Senator Kerry appears to be an intelligent, rational person. Surely he would at least consider preemptive action on ambiguous information in the hypothetical case cited. Unless he is prepared to categorically reject such considerations, he has no principled difference with President Bush. His differences with the president are merely ones of case-by-case judgment calls and implementing skills.

It would be good if sometime during the election campaign Sen. Kerry were confronted with such a proposition. After all, this election campaign is going to be about more than individuals; it will be about first principles of governance in the age of terrorism. We know President Bush's first principles — they are written by his war decisions over the last three years. The Democratic contender's principles can only be written in his words. The media should compel maximum precision in those words over the next nine months.
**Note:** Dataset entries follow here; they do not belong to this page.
PR #9900, opened 2021-09-05
Expand String class comment.

ctSkennerton:
- convert to Markdown
- expand examples
- add in some links to collaborating classes.


Ducasse:
Excellent!
I'm thinking how we could reuse the executable comments so that we are sure that the comments will be always up to date.

PR #9911, opened 2021-09-06
modify Spec2-Common-Widgets dependencies

estebanlm:
since it should be is Spec2-CommonWidgets now :)


estebanlm:
I don't know why is the timeout on mac, but otherwise it is working :)

MarcusDenker (approved):

MarcusDenker:
The mac timeout I think is not related

PR #9920, opened 2021-09-07
Pharo10 - 9038-windows edges grabbing for resizing not optimal

tesonep:
Porting to P10


MarcusDenker:
one test times out, not related, I opend an issue to make this test time out less in the future: https://github.com/pharo-project/pharo/issues/9922

PR #9923, opened 2021-09-08
9909-Deprecate-typeOfClass-and-kind-and-add-mcType-instead

### LINKED ISSUE #9909: Deprecate #typeOfClass and #kind and add #mcType instead
**Describe the problem**
The methods #typeOfClass and #kind have lead to confusion in the past. 

They look like generally useful methods to get a symbol describing a layout. But in reality, they are just useful for Monticello backward compatibility (e.g. some layouts have special symbols like #normal, while others just use the name of the layout).

They are now used only by monticello (after merging #9908). Thus we can deprecate them and have a very explicity #mcType method for internal monticello use.

MarcusDenker:
- deprecate #typeOfClass
- deprecate #kind
- add #mcType and #mcTypeSymbol (can not be mcType as all classes need to return their correct #mcType, including the Layout Classes)

fixes #9909

### DIFF
--- a/src/Deprecated10/Behavior.extension.st
+++ b/src/Deprecated10/Behavior.extension.st
@@ -1,0 +1,12 @@
+Extension { #name : #Behavior }
+
+{ #category : #'*Deprecated10' }
+Behavior >> typeOfClass [
+
+	self
+		deprecated: 'Should use mcType instead'
+		on: '08 September 2021'
+		in: #Pharo10
+		transformWith: '`@rec typeOfClass' -> '`@rec mcType'.
+	^ self mcType
+]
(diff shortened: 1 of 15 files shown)


MarcusDenker:
The idea why I think this is good: typeOfClass and kind are far too general as selectors. This is Monticello internal and should maybe even later be part of the monticello package as extensions.

(and all this confused so much that even we made mistakes in the past... and used this in other code...)

Ducasse:
Could you add a comment in the methods saying that nobody should use this beside monticello?

MarcusDenker:
yes, that is a good idea. The same kind of comment is to be done for #kindOfSubclass, which makes only sense for ST80 style class definitions (e.g. no dedicated string for CompiledMethod).

I think the best is to merge this PR, then I do another one with the comments.

Issue #9921, opened 2021-09-08
unify #isScripting and #isForScripting


MarcusDenker:
**Describe the problem**
Some part of the system uses isScripting, others #isForScripting for the check if a mode/editor/tool is working on methods vs. expressions.

** What need to be done ***

We should unify and have only one selector for this

MarcusDenker:
TODO:

- [x] add #isScripting in system everywhere where we just has #isForScripting https://github.com/pharo-project/pharo/pull/11412
- [x] add #isScripting in Spec everywhere where we just has #isForScripting https://github.com/pharo-spec/Spec/pull/1288
- [x] Change senders in Spec https://github.com/pharo-spec/Spec/pull/1289
- [x] Change senders in Image https://github.com/pharo-project/pharo/pull/11416
- [x] Replace #isWorkspace with #isScripting https://github.com/pharo-project/pharo/pull/11416

PR #9926, opened 2021-09-08
9925-Defining-variables-in-the-debugger-DNU-isForScripting 

### LINKED ISSUE #9925: Defining variables in the debugger: DNU #isForScripting
**Bug description**
There is a confusion between isForScripting and isScripting (see https://github.com/pharo-project/pharo/issues/9921).

This lead to a bug that when you try to define a variable, the wrong method is sent (this happens in some cases in the debugger)

I propose as a workaround to add #isForScripting for this case, we can then backport this to Pharo9, too.
(the real solution is to unify the two, but that will be a bigger change)

MarcusDenker:
Workaround, fixes #9925

### DIFF
--- a/src/Rubric/RubAbstractSmalltalkMode.class.st
+++ b/src/Rubric/RubAbstractSmalltalkMode.class.st
@@ -19,6 +19,12 @@ RubAbstractSmalltalkMode >> isCompletionEnabled [
 ]
 
 { #category : #testing }
+RubAbstractSmalltalkMode >> isForScripting [
+	"needs to be unified is #isScripting"
+	self isScripting
+]
+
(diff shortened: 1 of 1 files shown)


MarcusDenker:
For the real problem, I added https://github.com/pharo-project/pharo/issues/9921 (we need to unify isForScripting and isScripting, but that is a multi-step thing due to newtools vs image). And I added an issue to explore backporting to Pharo9: https://github.com/pharo-project/pharo/issues/9927 (of the workaround only, of course)

guillep:
Yes, I think this is good. Tests are on the way, but since this problem is only reproduced from the debugger, those tests come in new tools.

But regarding Bush's Iraq diplomacy, Senator Kerry has already provided some specific words at his speech to the Council on Foreign Relations in December. They are revealing. In the question period after the speech, a Newsweek reporter asked whether Kerry, who faulted the president's diplomacy, could have done a better job.

"Yes. Absolutely. Let me explain," Kerry said. The senator went on to say: "Now at the time, (the French and Germans) were pushing for a second vote. But there was a way through that path ... I don't think it took a lot of skill or analysis to understand that the politics of their populations at that time were not ready to move. And any president ought to understand the politics of other people's electorates ... "He then suggested we could isolate the French and German governments by co-operating with their delays for a little while.

Was Sen. Kerry being naïve or disingenuous with that answer? Surely he knew that German Chancellor Schroeder had himself whipped-up anti American fervor to win his election. And France's Chirac — riding a wave of anti-Americanism out of his own corruption scandals — had already admitted the Iraqi WMD threat but categorically rejected an armed response. This was great domestic politics for both those European leaders. Sen. Kerry would have held American security hostage to fanatically anti-American French and German public opinion being cheered on by their cynically calculating leaders.

Senator Kerry's portentously delivered criticisms of President Bush's foreign policy sound credible to the credulous listener. But when one looks closely, his foreign policy strategies seem to be well described by Blanche DuBois' last words in the Tennessee Williams play, "Streetcar Named Desire": "Whoever you are — I have always depended on the kindness of strangers."